- THE TASK:
After reading the data below, copy out every line that contains the word "github".

[Saved entries]

····················

PR #4273, opened 2024-10-30
:seeding: Update dependabot.yml to just raise PRs against project-v4 sample

camilamacedo86:
The go.mod check for sample configuration helps us identify potential required bumps. However, note that go.mod is often updated by controller-runtime, so we can't manually change certain dependencies.

Additionally, we only need to check one sample project—there’s no need to duplicate efforts by opening the same PR across all samples.

Follow up of : https://github.com/kubernetes-sigs/kubebuilder/pull/4249

### DIFF
--- a/.github/dependabot.yml
+++ b/.github/dependabot.yml
@@ -37,26 +37,6 @@ updates:
     labels:
       - "ok-to-test"
 
-  # Maintain dependencies for go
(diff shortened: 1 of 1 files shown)


camilamacedo86:
Moving forward to fix the duplication and so many open PRs

PR #4275, opened 2024-10-31
🐛 fix: ensure --make=false option is available for webhook creation for consistency

camilamacedo86:
Standardize resource generation options by adding the `--make=false` flag to `kubebuilder create webhook`, aligning it with the existing API creation process. This option is essential in scenarios such as project scaffolding, where running `make` commands immediately is deferred to allow modifications to generated files before execution.


camilamacedo86:
It is a very small silly fix so I will not make nobody waste time on reviews of this one.
moving forward

PR #4277, opened 2024-10-31
🌱 Update codeql.yml to run the workflow once per week only

camilamacedo86:
Follow up of : https://github.com/kubernetes-sigs/kubebuilder/pull/4252

We do not want to run for each Pull Request.
Execute it once per week is more than enough


camilamacedo86:
Moving forward within since it will affect our productive and it is just an small fix that does not impact end users,
We can review and change any time

PR #4281, opened 2024-11-01
🌱 Add bundle installer for sample projects in docs

camilamacedo86:
Introduces a bundle installer for sample projects, with config/default/kustomization.yaml settings uncommented to ensure complete bundle generation. This enhances review visibility by showing the final state of patches and Kustomize configurations directly in the generated bundle.

Motivation: Makes reviews more efficient by displaying final configurations directly in the bundle, with only relevant settings uncommented in config/default/kustomization.yaml for each sample.

### DIFF
--- a/docs/book/src/cronjob-tutorial/testdata/project/config/default/kustomization.yaml
+++ b/docs/book/src/cronjob-tutorial/testdata/project/config/default/kustomization.yaml
@@ -110,37 +110,37 @@ replacements:
          index: 1
          create: true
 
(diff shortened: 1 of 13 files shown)


camilamacedo86:
This change primarily benefits maintainers. It doesn’t introduce visible changes or impact end-users but is a minor enhancement to streamline our internal review process. Given our current workload and the number of pending PRs, I’ll move forward without additional review to save time. This update allows us to focus on other critical requirements while making reviews more efficient.

PR #4283, opened 2024-11-02
🐛 (kustomize/v2,go/v4): Move cert-manager uncomment block to top of kustomization.yaml for better visibility in new projects

camilamacedo86:
- Relocated the cert-manager setup block (kind: Service, version: v1, name: webhook-service) to improve user experience since this one must be uncommented always and was hard to identify as it was organized previously.
- Change only affects new projects.


camilamacedo86:
We are not really change anything here
Just the position for two reasons:
- Make easier for users be aware that the first block must be uncomment always
- Make easier for us uncomment to ensure our e2e tests.

I am moving forward due be too small and it is blocking other PRs which we really need help on reviews.

PR #5621, opened 2026-04-14
🌱 (helm/v2-alpha): Refactory the code

camilamacedo86:
Refactors the Helm v2alpha plugin’s Helm chart scaffolding pipeline into distinct stages (parse → extract → template → generate), moving extraction/templating responsibilities into dedicated packages and updating generated chart/test artifacts accordingly.

**Changes:**
- Introduces a new `extractor` package for metadata/feature/value extraction and wires it into a new chart scaffolder.
- Replaces the previous writer/organizer approach with a generator + dynamic machinery templates (`templater` + `appliers` + `DynamicTemplate`).
- Updates chart templates/values and expands/adjusts integration + unit test coverage.
- Address review feedback and fixes

Generated-by: Claude


pkg/plugins/optional/helm/v2alpha/scaffolds/internal/extractor/extractor.go
v47, line 1: 🚀

pkg/plugins/optional/helm/v2alpha/internal/common/consts.go
```diff
@@ -0,0 +1,62 @@
...
+
+Unless required by applicable law or agreed to in writing, software
+distributed under the License is distributed on an "AS IS" BASIS,
+WITHOUT WARRANTIES OR CONDITIONS OF ANY KIND, either express or implied.
+See the License for the specific language governing permissions and
+limitations under the License.
+*/
+
+// Package common provides shared constants for the Helm v2-alpha plugin.
+package common
```
v47, line 18: The naming here may be a bit too generic for what this package is actually doing.

`internal/common/consts.go` sounds like broadly shared plugin constants. Still, the contents look more specific to manifest/chart templating: resource kinds, API versions, YAML key markers, Helm/Kubernetes label keys, plus the default chart output dir.

Would it make sense to rename this package to reflect that scope more explicitly? For example, something along the lines of `internal/templater/constants.go`, depending on which layer is intended to own these values.

pkg/plugins/optional/helm/v2alpha/scaffolds/internal/extractor/deployment.go
```diff
@@ -0,0 +1,593 @@
...
+
+	port, err := strconv.Atoi(portPart)
+	if err != nil || port <= 0 || port > 65535 {
+		return 0
+	}
+	return port
+}
+
+// extractContainerPorts extracts port configurations from container ports.
+func extractContainerPorts(container map[string]any, config map[string]any) {
```
v47, line 404: The containerPort parsing only handles int64 and int. For unstructured-decoded objects, numeric fields can come back in more than one concrete type depending on the decode path, so this feels narrower than it should be.

For example, something like that can be an option:
```
func extractContainerPorts(container map[string]any, config map[string]any) {
	portsField, found, err := unstructured.NestedSlice(container, "ports")
	if !found || err != nil {
		return
	}

	for _, p := range portsField {
		portMap, ok := p.(map[string]any)
		if !ok {
			continue
		}

		name, _ := portMap["name"].(string)
		containerPort, ok := toInt(portMap["containerPort"])
		if !ok {
			continue
		}

		if isWebhookPortName(name) {
			if _, exists := config["webhookPort"]; !exists {
				config["webhookPort"] = containerPort
			}
		}
	}
}

func isWebhookPortName(name string) bool {
	name = strings.ToLower(name)
	return name == "webhook-server" || name == "webhook"
}

func toInt(v any) (int, bool) {
	switch n := v.(type) {
	case int:
		return n, true
	case int32:
		return int(n), true
	case int64:
		return int(n), true
	case float64:
		return int(n), true
	default:
		return 0, false
	}
}
```

pkg/plugins/optional/helm/v2alpha/internal/common/consts.go
camilamacedo86: I understand from where you came from.
However, one of the const is the path for the default output (dist)
So if we add the consts at internal/templater/ we cannot reuse across all :-(

pkg/plugins/optional/helm/v2alpha/scaffolds/internal/extractor/deployment.go
camilamacedo86: Done. Simplified good idea.

pkg/plugins/optional/helm/v2alpha/internal/common/consts.go
camilamacedo86: This one is the const:

```
// DefaultOutputDir is the default output directory for Helm charts.
const DefaultOutputDir = "dist"
```

pkg/plugins/optional/helm/v2alpha/scaffolds/internal/chart_scaffolder.go
```diff
@@ -0,0 +1,175 @@
...
+			OutputDir: s.config.OutputDir,
+			Force:     s.config.Force,
+		},
+	}
+
+	// Add generic ServiceMonitor only if project doesn't provide one via kustomize
+	if !extraction.Features.HasPrometheus {
+		metricsServiceName := extraction.Metadata.DetectedPrefix + "-controller-manager-metrics-service"
+		for _, svc := range resources.Services {
+			svcName := svc.GetName()
```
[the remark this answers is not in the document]
camilamacedo86: We should not remove

camilamacedo86:
Hi @v47 

I will move forward with this one (as an exception bases) to facilitate contributions on top.
I will ask help for everybody try out helm/v2-alpha all master after all changes 
Also, if you see any hall for improvements please feel free to send a PR.

Your help is very welcome. ❤️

····················

- SOLUTION FOR THIS PROBLEM:
Follow up of : https://github.com/kubernetes-sigs/kubebuilder/pull/4249
--- a/.github/dependabot.yml
+++ b/.github/dependabot.yml
Follow up of : https://github.com/kubernetes-sigs/kubebuilder/pull/4252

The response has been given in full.